-------- RECORDS PROVIDED
PR #322, opened 2016-01-11
Fix endless SIGSEGV sending

AGritsevich:
Delete some unusefull blocks of code and add exit with error to sig_handler.
It help to prevent endless SIGSEGV. It need, because after getting SIGSEGV code must
do anything, not just logging.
----------------
▶ EXERCISE REQUIREMENTS: Would you copy every line from the listing above that has the string "SIGSEGV" in it?

▶ RESPONSE BOX:
Fix endless SIGSEGV sending
It help to prevent endless SIGSEGV. It need, because after getting SIGSEGV code must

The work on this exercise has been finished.